The appellant contends that the trial court erred in holding that the city lacked power to tax revenues earned from intrastate long-distance calls made from Spartanburg or charged to a Spartanburg number. We disagree and hold there is no rational basis for including intrastate calls in gross income for license tax purposes. Southern Bell v. City of Aiken, 279 S.C. 269, 306 S.E. (2d) 220 (1983). The city also asserts that all revenues earned from serving customers in the Spartanburg exchange must be taxed. We disagree. The city lacked power to tax revenues from services the company rendered to customers residing outside the city limits. See City of Spartanburg v. Public Service Commission, 281 S.C. 223, 314 S.E. (2d) 599 (1984).
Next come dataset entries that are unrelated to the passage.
PR #1795, opened 2023-06-15
InitAccessors: Parse initializer exprs associated with computed prope…

xedin:
…rties that have `init` accessor

Initialization expressions are not allowed on computed properties but 
if a property has `init` accessor it should be allowed because it could
be used by a memberwise initializer.

PR #1803, opened 2023-06-16
[5.9] InitAccessors: Parse initializer exprs associated with computed prope…

xedin:
…rties that have `init` accessor

Cherry-pick of https://github.com/apple/swift-syntax/pull/1795

--- 

Initialization expressions are not allowed on computed properties 
but if a property has `init` accessor it should be allowed because
it could be used by a memberwise initializer.

(cherry picked from commit b05cd4e62a6fc7ae6c9fe2ae7773f5dcd478d493)


xedin:
@swift-ci please test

The appellant additionally contends that the court erred in holding the ordinance denies Southern Bell equal protection of the laws. We disagree.
An ordinance is a legislative enactment and is presumed to be constitutional. The burden is on the taxpayer to prove unconstitutionality beyond a reasonable doubt. North Charleston Land Corp. v. City of North Charleston, 281 S.C. 470, 316 S.E. (2d) 137 (1984). However, "[i]n all of our decisions wherein a classification in a tax statute or ordinance has been challenged as being in violation of the equal protection clause ..., this court has recognized that a reasonable basis for the different treatment was essential to the constitutionality thereof." United States Fidelity and Guaranty Co. v. City of Newberry, 257 S.C. 433, 186 S.E. (2d) 239, 242 (1972).
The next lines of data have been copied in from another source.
PR #1809, opened 2023-06-18
Improve diagnostics for invalid version tuples

### LINKED ISSUE #1613: `10e10` is not emitted as an invalid version tuple

TTOzzi:
Resolve #1613 

During the process of rebasing the changes from the main branch, an issue arose, leading to the closure and reopening of the previous PR(#1717).
I sincerely apologize for the inconvenience caused.

Based on the feedback provided in the comment here(https://github.com/apple/swift-syntax/pull/1717#discussion_r1221876190), I have made the necessary revisions and added several relevant test cases.

### DIFF
--- a/Sources/SwiftParser/Availability.swift
+++ b/Sources/SwiftParser/Availability.swift
@@ -253,6 +253,23 @@ extension Parser {
     return self.consumeAnyToken()
   }
 
+  /// Consume the unexpected version token(e.g. integerLiteral, floatingLiteral, identifier) until the period no longer appears.
+  private mutating func parseUnexpectedVersionTokens() -> RawUnexpectedNodesSyntax? {
+    var unexpectedTokens: [RawTokenSyntax] = []
+    var keepGoing: RawTokenSyntax? = nil
+    var loopProgress = LoopProgressCondition()
+    repeat {
+      if let keepGoing {
+        unexpectedTokens.append(keepGoing)
+      }
+      if let unexpectedVersion = self.consume(if: .integerLiteral, .floatingLiteral, .identifier) {
+        unexpectedTokens.append(unexpectedVersion)
+      }
+      keepGoing = self.consume(if: .period)
+    } while keepGoing != nil && loopProgress.evaluate(currentToken)
+    return RawUnexpectedNodesSyntax(unexpectedTokens, arena: self.arena)
+  }
+
   /// Parse a dot-separated list of version numbers.
   ///
   /// Grammar
@@ -286,24 +303,29 @@ extension Parser {
         } else {
           trailingComponents.append(versionComponent)
         }
+
+        if version.isMissing {
+          break
+        }
       }
 
-      var unexpectedTrailingComponents: RawUnexpectedNodesSyntax?
-
-      if !trailingComponents.isEmpty {
-        unexpectedTrailingComponents = RawUnexpectedNodesSyntax(elements: trailingComponents.compactMap { $0.as(RawSyntax.self) }, arena: self.arena)
-      }
-
+      let unexpectedTrailingComponents = RawUnexpectedNodesSyntax(trailingComponents, arena: self.arena)
+      let unexpectedAfterComponents = self.parseUnexpectedVersionTokens()
       return RawVersionTupleSyntax(
         major: major,
         components: RawVersionComponentListSyntax(elements: components, arena: self.arena),
-        unexpectedTrailingComponents,
+        RawUnexpectedNodesSyntax(combining: unexpectedTrailingComponents, unexpectedAfterComponents, arena: self.arena),
         arena: self.arena
       )
-
     } else {
       let major = self.expectDecimalIntegerWithoutRecovery()
-      return RawVersionTupleSyntax(major: major, components: nil, arena: self.arena)
+      let unexpectedAfterComponents = self.parseUnexpectedVersionTokens()
+      return RawVersionTupleSyntax(
+        major: major,
+        components: nil,
+        unexpectedAfterComponents,
+        arena: self.arena
+      )
     }
   }
 }
--- a/Sources/SwiftParserDiagnostics/ParseDiagnosticsGenerator.swift
+++ b/Sources/SwiftParserDiagnostics/ParseDiagnosticsGenerator.swift
@@ -1893,14 +1893,22 @@ public class ParseDiagnosticsGenerator: SyntaxAnyVisitor {
       return .skipChildren
     }
 
-    if let trailingComponents = node.unexpectedAfterComponents,
-      let components = node.components
-    {
-      addDiagnostic(
-        trailingComponents,
-        TrailingVersionAreIgnored(major: node.major, components: components),
-        handledNodes: [trailingComponents.id]
-      )
+    if let unexpectedAfterComponents = node.unexpectedAfterComponents {
+      if let components = node.components,
+        unexpectedAfterComponents.allSatisfy({ $0.is(VersionComponentSyntax.self) })
+      {
+        addDiagnostic(
+          unexpectedAfterComponents,
+          TrailingVersionAreIgnored(major: node.major, components: components),
+          handledNodes: [unexpectedAfterComponents.id]
+        )
+      } else {
+        addDiagnostic(
+          unexpectedAfterComponents,
+          CannotParseVersionTuple(versionTuple: unexpectedAfterComponents),
+          handledNodes: [node.major.id, node.components?.id, unexpectedAfterComponents.id].compactMap { $0 }
+        )
+      }
     }
 
     return .visitChildren
--- a/Tests/SwiftParserTest/AvailabilityTests.swift
+++ b/Tests/SwiftParserTest/AvailabilityTests.swift
@@ -144,17 +144,19 @@ final class AvailabilityTests: XCTestCase {
 
     assertParse(
       """
+      @available(OSX 10.0.1, *)
+      func test() {}
+      """
+    )
+
+    assertParse(
+      """
       @available(OSX 1️⃣10e10)
       func test() {}
       """,
       diagnostics: [
-        DiagnosticSpec(message: "expected version tuple in version restriction", fixIts: ["insert version tuple"]),
-        DiagnosticSpec(message: "unexpected code '10e10' in attribute"),
-      ],
-      fixedSource: """
-        @available(OSX <#integer literal#>10e10)
-        func test() {}
-        """
+        DiagnosticSpec(message: "cannot parse version component code '10e10'")
+      ]
     )
 
     assertParse(
@@ -163,13 +165,8 @@ final class AvailabilityTests: XCTestCase {
       func test() {}
       """,
       diagnostics: [
-        DiagnosticSpec(message: "expected integer literal in version tuple", fixIts: ["insert integer literal"]),
-        DiagnosticSpec(message: "unexpected code '0e10' in attribute"),
-      ],
-      fixedSource: """
-        @available(OSX 10.<#integer literal#>0e10)
-        func test() {}
-        """
+        DiagnosticSpec(message: "cannot parse version component code '0e10'")
+      ]
     )
 
     assertParse(
@@ -178,13 +175,8 @@ final class AvailabilityTests: XCTestCase {
       func test() {}
       """,
       diagnostics: [
-        DiagnosticSpec(message: "expected version tuple in version restriction", fixIts: ["insert version tuple"]),
-        DiagnosticSpec(message: "unexpected code '0xff' in attribute"),
-      ],
-      fixedSource: """
-        @available(OSX <#integer literal#>0xff)
-        func test() {}
-        """
+        DiagnosticSpec(message: "cannot parse version component code '0xff'")
+      ]
     )
 
     assertParse(
@@ -193,13 +185,28 @@ final class AvailabilityTests: XCTestCase {
       func test() {}
       """,
       diagnostics: [
-        DiagnosticSpec(message: "expected integer literal in version tuple", fixIts: ["insert integer literal"]),
-        DiagnosticSpec(message: "unexpected code '0xff' in attribute"),
-      ],
-      fixedSource: """
-        @available(OSX 1.0.<#integer literal#>0xff)
-        func test() {}
-        """
+        DiagnosticSpec(message: "cannot parse version component code '0xff'")
+      ]
+    )
+
+    assertParse(
+      """
+      @available(OSX 1.0.1️⃣0xff, *)
+      func test() {}
+      """,
+      diagnostics: [
+        DiagnosticSpec(message: "cannot parse version component code '0xff'")
+      ]
+    )
+
+    assertParse(
+      """
+      @available(OSX 1.0.1️⃣asdf)
+      func test() {}
+      """,
+      diagnostics: [
+        DiagnosticSpec(message: "cannot parse version component code 'asdf'")
+      ]
     )
   }
 }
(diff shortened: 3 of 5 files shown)


Sources/SwiftParser/Availability.swift
```diff
@@ -262,48 +262,97 @@ extension Parser {
...
+          if i < maxComponentCount {
+            components.append(versionComponent)
+          } else {
+            trailingComponents.append(versionComponent)
+          }
 
-      if !trailingComponents.isEmpty {
-        unexpectedTrailingComponents = RawUnexpectedNodesSyntax(elements: trailingComponents.compactMap { $0.as(RawSyntax.self) }, arena: self.arena)
-      }
+          if versionComponent.hasError {
```
TTOzzi, line 291: If the versionComponent has an error, the loop will be stopped, and both the major and the parsed components up to that point, as well as all tokens before the comma or right parenthesis, will be treated as unexpectedToken.

Sources/SwiftParser/Availability.swift
```diff
@@ -262,48 +262,96 @@ extension Parser {
...
+          RawUnexpectedNodesSyntax([unexpectedToken], arena: self.arena),
+          major: self.missingToken(.integerLiteral, text: nil),
+          components: nil,
+          arena: self.arena
+        )
+      }
     } else {
       let major = self.expectDecimalIntegerWithoutRecovery()
-      return RawVersionTupleSyntax(major: major, components: nil, arena: self.arena)
+      if major.isMissing {
```
TTOzzi, line 333: Similarly, in this context, if the integer literal major is missing, all tokens before the comma or right paren will be treated as unexpectedToken.
There are some duplicated codes. Would it be better to separate it into a function? 🤔

Tests/SwiftParserTest/AvailabilityTests.swift
```diff
@@ -142,34 +142,31 @@ final class AvailabilityTests: XCTestCase {
       )
     )
 
+    assertParse(
+      """
+      @available(OSX 10.0.1, *)
+      func test() {}
+      """
+    )
```
TTOzzi, line 150: I have added several test cases that include the comma.

Sources/SwiftParser/Availability.swift
ahoppen: I believe this incorrectly marks the entire version as invalid if you have eg. `1.2.0xff`. Ideally we should only be complaining about the `0xff` here.

Sources/SwiftParser/Availability.swift
```diff
@@ -262,48 +262,96 @@ extension Parser {
...
   ///     version-tuple-element -> '.' interger-literal
   mutating func parseVersionTuple(maxComponentCount: Int) -> RawVersionTupleSyntax {
-    if self.at(.floatingLiteral),
-      let periodIndex = self.currentToken.tokenText.firstIndex(of: UInt8(ascii: ".")),
-      self.currentToken.tokenText[0..<periodIndex].allSatisfy({ Unicode.Scalar($0).isDigit })
-    {
-      // The lexer generates a float literal '1.2' for the major and minor version.
-      // Split it into two integers if possible
-      let major = self.consumePrefix(SyntaxText(rebasing: self.currentToken.tokenText[0..<periodIndex]), as: .integerLiteral)
+    if self.at(.floatingLiteral) {
```
ahoppen, line 266: Superfluous newline?

Sources/SwiftParser/generated/Parser+TokenSpecSet.swift
```diff
@@ -2084,3 +2084,30 @@ extension VariableDeclSyntax {
     }
   }
 }
+
+extension VersionTupleSyntax {
```
ahoppen, line 2088: This file is automatically generated and if you can’t manually add content to it. If we need this, we should place it in TokenSpecSet.swift

Sources/SwiftParser/Availability.swift
```diff
@@ -262,48 +262,96 @@ extension Parser {
...
+          handle.unexpectedTokens > 0
+        {
+          var unexpectedTokens = [RawSyntax]()
+          for _ in 0..<handle.unexpectedTokens {
+            unexpectedTokens.append(RawSyntax(self.consumeAnyToken()))
+          }
+          unexpectedNodes = RawUnexpectedNodesSyntax(elements: unexpectedTokens, arena: self.arena)
+        } else {
+          unexpectedNodes = nil
+        }
```
ahoppen, line 345: I would prefer this to be a whitelist of characters that we want to consume instead of consuming until the end of a few characters that we currently assume to terminate a `VersionTupleSyntax` (think about how `VersionTupleSyntax` could be used in the future in some context that doesn’t terminate it using `)` or `,`. I.e. I would prefer to just continue eating all period, integer and float literals here.

Also, I think it would be good to share this code snippet between the two `if` branches.

Sources/SwiftParser/generated/Parser+TokenSpecSet.swift
TTOzzi: Oh, I'm sorry. I missed that it was a subfile of `generated` 😅

Sources/SwiftParser/Availability.swift
TTOzzi: I understand. As you mentioned, checking for right paren and commas seems too limited of an approach. 
Although I'm not sure if I fully understood your intention, I have made changes to eat integer and floating literals while checking for periods. 
Thank you for your detailed feedback 😃

Tests/SwiftParserTest/AvailabilityTests.swift
```diff
@@ -178,26 +175,41 @@ final class AvailabilityTests: XCTestCase {
...
         DiagnosticSpec(message: "expected integer literal in version tuple", fixIts: ["insert integer literal"]),
-        DiagnosticSpec(message: "unexpected code '0xff' in attribute"),
+        DiagnosticSpec(message: "unexpected code 'asdf' in attribute"),
       ],
       fixedSource: """
-        @available(OSX 1.0.<#integer literal#>0xff)
+        @available(OSX 1.0.<#integer literal#>asdf)
         func test() {}
         """
     )
```
TTOzzi, line 215: I have a question I would like to ask you. 
When checking for unexpected tokens, if only integers and floating literals that are included in the VersionTupleWhiteList are considered, all existing test cases generate the intended diagnosis. 
However, when there is a string literal like `asdf`, it generates a different diagnosis. 
Should we consider this as a separate case? 🤔

Sources/SwiftParser/Availability.swift
```diff
@@ -253,6 +253,28 @@ extension Parser {
...
+  /// Consume the unexpected version token(e.g. integerLiteral, floatingLiteral) until the period no longer appears.
+  private mutating func parseUnexpectedVersionTokens(unexpectedTokens: [RawSyntax] = []) -> RawUnexpectedNodesSyntax? {
+    var copiedUnexpectedTokens = unexpectedTokens
+    var keepGoing: RawTokenSyntax? = nil
+    var loopProgress = LoopProgressCondition()
+    repeat {
+      if let keepGoing {
+        copiedUnexpectedTokens.append(RawSyntax(keepGoing))
+      }
+      if let (_, handle) = self.at(anyIn: VersionTupleWhiteList.self) {
```
ahoppen, line 265: If you are only checking for integer and float without exhaustively switching over them you can just use `consume(if:)` and don’t need to define a `TokenSpecSubset`

```suggestion
      if versionToken = self.consume(if: .integerLiteral, .floatingLiteral)
```

Sources/SwiftParser/Availability.swift
```diff
@@ -253,6 +253,28 @@ extension Parser {
     return self.consumeAnyToken()
   }
 
+  /// Consume the unexpected version token(e.g. integerLiteral, floatingLiteral) until the period no longer appears.
+  private mutating func parseUnexpectedVersionTokens(unexpectedTokens: [RawSyntax] = []) -> RawUnexpectedNodesSyntax? {
```
ahoppen, line 257: I don’t think there’s a need to pass `unexpectedTokens` in here. This can just return `RawUnexpectedNodesSyntax?` and then you can combine the two unexpected lists in the function that calls this.

Sources/SwiftParserDiagnostics/ParseDiagnosticsGenerator.swift
```diff
@@ -1893,14 +1893,31 @@ public class ParseDiagnosticsGenerator: SyntaxAnyVisitor {
...
+      } else {
+        var handledNodes: [SyntaxIdentifier] = [unexpectedAfterComponents.id]
+        if node.major.hasError {
+          handledNodes.append(node.major.id)
+        }
+        if let components = node.components,
+          components.hasError
+        {
+          handledNodes.append(components.id)
+        }
```
ahoppen, line 1914: I think you should be able to just unconditionally add `node.major.id` and `components.id` to `handledNodes`

Tests/SwiftParserTest/AvailabilityTests.swift
```diff
@@ -142,19 +142,21 @@ final class AvailabilityTests: XCTestCase {
...
       """,
       diagnostics: [
-        DiagnosticSpec(message: "expected version tuple in version restriction", fixIts: ["insert version tuple"]),
-        DiagnosticSpec(message: "unexpected code '10e10' in attribute"),
-      ],
-      fixedSource: """
-        @available(OSX <#integer literal#>10e10)
-        func test() {}
-        """
+        DiagnosticSpec(message: "cannot parse version 10e10")
```
ahoppen, line 158: Ideally the error message here would be `cannot parse version component '10e10'`, i.e. add *component* and wrap 10e10 in single quotes. You should get the quote wrapping automatically if you use `shortSingleLineContentDescription`.

Tests/SwiftParserTest/AvailabilityTests.swift
ahoppen: If you want, you could also eat identifiers in addition to integer and float literals when consuming the unexpected version components.

TTOzzi: Oh, thank you! It's working just as I expected.

Sources/SwiftParserDiagnostics/ParseDiagnosticsGenerator.swift
TTOzzi: That's right, it's behaving just like adding always 😅

Sources/SwiftParser/Availability.swift
TTOzzi: Oh, there was a useful initializer that combines RawUnexpectedNodesSyntaxs! I've made the modification to use it.

Sources/SwiftParser/Availability.swift
```diff
@@ -286,24 +307,29 @@ extension Parser {
...
-      var unexpectedTrailingComponents: RawUnexpectedNodesSyntax?
-
-      if !trailingComponents.isEmpty {
-        unexpectedTrailingComponents = RawUnexpectedNodesSyntax(elements: trailingComponents.compactMap { $0.as(RawSyntax.self) }, arena: self.arena)
+        if version.isMissing {
+          break
+        }
       }
 
+      let unexpectedTrailingComponents = RawUnexpectedNodesSyntax(elements: trailingComponents.map(RawSyntax.init), arena: self.arena)
```
ahoppen, line 316: I would do the following

```suggestion
      let unexpectedTrailingComponents = RawUnexpectedNodesSyntax(elements: trailingComponents.map(RawSyntax.init), arena: self.arena)
```

This uses the following initializer

https://github.com/apple/swift-syntax/blob/1555299f9e1fac77cf92677dae4dc8b46e9aa3d0/Sources/SwiftParser/SyntaxUtils.swift#L39-L43

It has two advantages:
1. If `trailingComponents` is empty, it doesn’t allocate a `RawUnexpectedNodesSyntax`, reducing the memory footprint (remember that raw syntax nodes are allocated in a `SyntaxArena` and thus don’t get freed until the entire arena gets freed)
2. It’s also shorter 😉

Sources/SwiftParser/Availability.swift
```diff
@@ -253,6 +253,27 @@ extension Parser {
...
+      if let unexpectedVersion = self.consume(if: .integerLiteral, .floatingLiteral, .identifier) {
+        unexpectedTokens.append(RawSyntax(unexpectedVersion))
+      }
+      keepGoing = self.consume(if: .period)
+    } while keepGoing != nil && loopProgress.evaluate(currentToken)
+
+    guard !unexpectedTokens.isEmpty else {
+      return nil
+    }
+    return RawUnexpectedNodesSyntax(elements: unexpectedTokens, arena: self.arena)
```
ahoppen, line 274: You can simplify this slightly to the following. You can also change `unexpectedTokens` to `[RawTokenSyntax]`.
```suggestion
    return RawUnexpectedNodesSyntax(unexpectedTokens, arena: self.arena)
```

This uses the following convenience initializer.

https://github.com/apple/swift-syntax/blob/1555299f9e1fac77cf92677dae4dc8b46e9aa3d0/Sources/SwiftParser/SyntaxUtils.swift#L39-L43

ahoppen (approved):

Sources/SwiftParser/Availability.swift
TTOzzi: Oh, I understand. It's more efficient to return nil if the array is empty 😃

Sources/SwiftParser/Availability.swift
TTOzzi: I've changed both initializers, thank you for your kind feedback!

Sources/SwiftParser/Availability.swift
```diff
@@ -253,6 +253,23 @@ extension Parser {
...
+    var loopProgress = LoopProgressCondition()
+    repeat {
+      if let keepGoing {
+        unexpectedTokens.append(RawSyntax(keepGoing))
+      }
+      if let unexpectedVersion = self.consume(if: .integerLiteral, .floatingLiteral, .identifier) {
+        unexpectedTokens.append(RawSyntax(unexpectedVersion))
+      }
+      keepGoing = self.consume(if: .period)
+    } while keepGoing != nil && loopProgress.evaluate(currentToken)
```
ahoppen, line 269: You could just make `unexpectedTokens` a `[RawTokenSyntax]`, which simplifies the code a little

```suggestion
    var unexpectedTokens: [RawTokenSyntax] = []
    var keepGoing: RawTokenSyntax? = nil
    var loopProgress = LoopProgressCondition()
    repeat {
      if let keepGoing {
        unexpectedTokens.append(keepGoing)
      }
      if let unexpectedVersion = self.consume(if: .integerLiteral, .floatingLiteral, .identifier) {
        unexpectedTokens.append(unexpectedVersion)
      }
      keepGoing = self.consume(if: .period)
    } while keepGoing != nil && loopProgress.evaluate(currentToken)
```

ahoppen (commented):
One minor comment, otherwise LGTM.

Sources/SwiftParser/Availability.swift
TTOzzi: I have committed your suggestion, thank you!

ahoppen:
@swift-ci Please test

TTOzzi:
Hello @ahoppen 👋 It seems like the CI is completed. When can it be merged?

ahoppen:
Thanks for the ping. I forgot about this PR. I’m sorry.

The gross disparity in the license tax rate imposed by the Spartanburg ordinance is reflected by the fact that Southern Bell pays a tax of 1% of its gross receipts ($238,875 in 1981 and $267,262 in 1982), while a textile mill or manufacturing plant with the same revenue as Southern Bell pays a maximum of $725.[3] The city has advanced no reasonable basis for the differential treatment. *498 The amendment was not part of any overall reform of the ordinance. Nor did the city prove that Southern Bell benefited more from city services than did other businesses. United States Fidelity and Guaranty Co. v. City of Spartanburg, 263 S.C. 169, 209, S.E. (2d) 36 (1974). Moreover, since Southern Bell is the highest ad valorem taxpayer in the city, it contributes greatly to the cost of city government. Apparently, the sole consideration in drastically increasing the tax on Southern Bell was that, since Duke Power had agreed by contract to pay the city 3% of its gross revenues, Southern Bell's taxes should be increased.
We conclude that the rate disparity between Southern Bell and other companies not parties to contracts with the city is palpably unreasonable and violative of equal protection of the laws.
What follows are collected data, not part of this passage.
PR #231, opened 2021-12-07
[JevpProduction] Update fstBuilder for beam

sunxuhit:
Switch the signal cuts back to default for the beam.

### DIFF
--- a/OnlTools/Jevp/StJevpBuilders/fstBuilder.cxx
+++ b/OnlTools/Jevp/StJevpBuilders/fstBuilder.cxx
@@ -38,8 +38,8 @@ const float fstBuilder::maxTbFracOK       = 0.9;
 const float fstBuilder::landauFit_dn      = 10.0;
 const float fstBuilder::landauFit_up      = 2000.0;
 const float fstBuilder::cmnCut            = 3.0;
-const float fstBuilder::hitCut            = 8.0;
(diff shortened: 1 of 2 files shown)


starsdong:
Any concern from the reviewers on this request? The requested changes seem to straightforward.
We do also have one issue with the CI Build/ROOT5 failing, any comment?

veprbl:
The failure on the "JevpProduction" branch is a known issue and needs to be addressed separately from this PR.

jml985:
@starsdong The issue we are having is that changes to the offline (I guess) have stopped the StRoot/RTS directory from compiling because of data type support being removed.   There was a pull request from Dmitry that fixes this for offline, but would break the experiments DAQ if back ported our code.        I'm on vacation (and still supporting the run, but not this nonsense) till january so there will be nothing done on my end till then.       On the plus side, it isn't crucial whether or not the Jevp pull requests are accepted as they are not used in the offline code anywhere.   As far as the running QA at the experiment, the PRs are incorporated and tested in the online as soon as they are submitted whether or not they pass the CI tests.   This is ugly, but even if the CI tests were working properly the review process is not quick enough for the QA updates during the run.

starsdong:
Closing this PR. Jevp is update-to-date with the recent PR by Jeff.
https://github.com/star-bnl/star-sw/pull/292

The judgment below is, accordingly,
Affirmed.
LITTLEJOHN, C.J., and NESS, GREGORY and CHANDLER, JJ., concur.
NOTES
[1] The contract further provided that the city would furnish an adequate water supply so that it would not be necessary to pump water by electric power during fires and shielded Duke from liability for interruptions in service not caused by the company's neglect.
[2] Southern Bell has also been, for many years, the highest ad valorem taxpayer in the city.
[3] In addition, the record reveals a great disparity between the tax rate imposed on Southern Bell and the rate imposed on retail businesses, hospitals, and others.